Poutine ne veut pas obtenir par la paix ce qu'il veut obtenir au prix d'envoyer à la mort ses propres troupes, dont les pertes sont estimées entre 13 000 et 17 000 soldats tombés au combat ; il ne se soucie même pas de dépenser de l'argent pour chaque détonation de missile, dans des chiffres compris entre 700 000 et 1 million d'euros selon leur degré de portée et de sophistication.
À cela s'ajoutent deux navires de guerre coulés, dont le coût moyen est de 4 milliards d'euros chacun, ainsi qu'une centaine de chars d'assaut coûtant environ 15 millions d'euros chacun. À cette somme, il faut ajouter toutes les munitions et autres pièces d'artillerie utilisées, ainsi que les salaires non seulement des soldats russes eux-mêmes, mais aussi ceux des soldats tchétchènes et syriens et des services militaires du groupe Wagner.

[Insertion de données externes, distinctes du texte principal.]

PR #25, opened 2021-11-12
Fix permission issues

domire8:
Sorry guys, I didn't rebuild the images locally before pushing. There was a small permission issue that is now fixed.


eeberhard (approved):
It's all good, that's what the CI is for! Thanks for touching up the docs too

PR #27, opened 2022-01-12
Remove foxy images from CI builds

domire8:
I did two things here, hence two commits.
- change all the default tags and args in the build scripts and Dockerfile to galactic
- remove the foxy and noetic images from the automatic CI. Note that its still possible to build those through the manual build action so the only thing we loose is the *automatic* build, we can still do it manually

### DIFF
--- a/.github/actions/build-push/action.yml
+++ b/.github/actions/build-push/action.yml
@@ -4,7 +4,7 @@ inputs:
   image:
     description: 'The desired image'
     required: false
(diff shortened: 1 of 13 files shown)


eeberhard (approved):
Perfect! I agree it's nice to reduce the amount of computation steps in the automatic build when we don't need them, and we always have manually configured and triggered build available when needed.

Un peu plus d'un mois après le début de l'invasion, la guerre en Ukraine s'avère extrêmement coûteuse pour la Russie. Pour Poutine, ce qu'il cherche à obtenir doit être très précieux, car croire qu'il se contentera de la seule région de Donbas serait d'une grande naïveté, tout comme attribuer une volonté de négocier à un personnage qui, tout au long de sa vie et dans l'exercice du pouvoir, n'a jamais fait preuve de talents de négociateur ; il suffit de voir comment se sont terminés les regrettables épisodes terroristes en Russie : avec des terroristes tués et des centaines de Russes massacrés par les forces de sécurité libératrices elles-mêmes, opérant sous les ordres de Poutine. Il ne tente pas son cœur.

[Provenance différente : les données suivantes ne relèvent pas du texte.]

PR #28, opened 2022-01-31
Python installation from source

eeberhard:
* Install a specific python version from source

This adds python installation from source, so that we can choose precisely what version of python we want as the system default. It requires a reasonable amount of time to build, and some extra build tools. Thankfully, this base image very rarely has to be rebuilt (usually once a month or so), so the extra build time is not a big problem. And, I think a lot of the build tools already existed in the base image, but it would take some effort to check each one manually, so for now we just list them all in the initial `apt-get install`. Finally, perhaps some of the build tools could be removed from the image at the end to reduce file size, but that would also be best as a separate refactor.

When it was built locally, I had `python3 --version >> 3.10.2` as expected

### DIFF
--- a/ros2_ws/Dockerfile
+++ b/ros2_ws/Dockerfile
@@ -5,23 +5,35 @@ ENV DEBIAN_FRONTEND=noninteractive
 RUN apt-get update && apt-get install -y \
   autoconf \
   automake \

Il s'agit déjà d'une guerre économique, d'une guerre médiatique, d'une guerre des fake news, des images, des contenus sur les réseaux sociaux et verbaux ; c'est aussi une guerre de propagande, une guerre de parcours des visuels et de positionnement dans le discours ; une guerre d'égarement qui, en même temps, poursuit la liberté d'expression et met en avant les journalistes comme des ennemis pour les faire taire, privant ainsi le monde d'une information véridique. Pas moins de douze collègues ont été tués par les tirs, l'artillerie et les missiles russes. Il s'agit d'une guerre idéologique, mais ce n'est pas le cas jusqu'à présent.
Cependant, elle a déjà fait un bond dans la sphère psychologique également. La guerre joue sur les nerfs de Zelenski, de Poutine, de Biden, de l'OTAN dans son ensemble et de nous-mêmes.
Et cela nous place sur un terrain plus dangereux car l'imprévisibilité du conflit accroît la peur et approfondit le désarroi et, surtout, l'incertitude. Se mouvoir sur ce terrain où il n'y a pas d'autre moyen d'avoir des attentes que de s'attendre au pire chaque jour conduit à une érosion morale très importante. Poutine joue cela à son avantage, qu'il finira par mettre à genoux, par lassitude, non seulement l'Ukraine, mais aussi l'Occident, par défaut. Et si nous baissons notre garde, nous serons entre leurs mains.
Ils ont commencé à jouer avec nos attentes dès le moment où ils ont mis en place une table de négociation où ils envoient un message, mais font exactement le contraire en ne donnant aucune indication d'un cessez-le-feu.
Le décret de Poutine visant à recruter 134 500 hommes - du 1er avril au 15 juillet - dès l'âge de 18 ans doit être pris avec la tête froide. Encore plus lorsque la Russie affirme avoir utilisé deux missiles hypersoniques Kinjal (Dagger) en Ukraine, une technologie que seules la Russie et la Chine possèdent et pour laquelle il n'existe aucun système capable de les détecter et de les détruire. Ils sont la balle du diable car ils peuvent transporter à la fois des ogives conventionnelles et nucléaires. C'est jouer avec les nerfs des gens parce que ça met la peur dans le corps.